Kinematic Bicycle Model theta units

Question

I don't understand the $\theta$ units. The bicycle model defines $\theta$ as: $$\theta=\theta +\frac{v\cdot\tan\delta}{L}\cdot$$

Where $v$ is the vehicle velocity, $L$ is the wheelbase distance, and $\delta$ is the desired steering angle.

Say I'm driving at $30m/s$ in a vehicle with $L=2.3$, want to steer $50\deg$, and the $\Delta t=0.1$, then $$\theta=0+\frac{30\cdot\tan50\deg}{2.3}\cdot0.1=1.554$$

But what are the units of $\theta$? Radians or Degrees?
Since we need $\theta$ to calculate $x$ for example, with $x=x+v\cos\theta$, when $\theta$ in degrees $x=30\cos 1.554\deg=29.9889$ (slightly changed) or $x=30\cos 1.554\text{ rad}=0.503$ (significantly changed)

The $\theta$ unit is very important but I can't find any reference for it. I guess it should be degrees. Am I right?

Answer 1

No, $\theta$ has to be in radians.

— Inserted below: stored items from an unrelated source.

PR #3, opened 2015-10-19
MPT-33 introduce namespace support feature and run related tests only…

mbaechler:
… when supported

	This uses junit Assume that allowes to disable a test when a
	condition if false.

	ImapHostSystem is supposed to implements supports(Feature... feature)
	for this purpose


mbaechler:
It's a new try at implementing features based testing

rouazana:
:+1:

mpt/core/src/main/java/org/apache/james/mpt/api/ImapFeatures.java
```diff
@@ -0,0 +1,36 @@
+package org.apache.james.mpt.api;
```
aduprat: license missing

If you follow through the analysis in, say, this guy, which was the first hit in a web search for "bicycle model kinematics", you see that $\omega = \dot\theta$ is the rate of rotation of the reference point (rear axle, in his section 2.1) around the instantaneous center of rotation, with radius R. Since he uses $\omega = v/R$, it's clear that it all has to be radians.

BTW, if I were peddling my bicycle with my $v$ exceeding the automobile speed limit on most roads where I would feel safe riding a bike, I might not be steering that hard. (It might be interesting to compute how many g's the centripetal acceleration is, at $30m/s$ and $\delta=50^\circ$). For your numeric sanity check, maybe try something more sedate like $v=4 m/s$ and $\delta = 2^\circ$.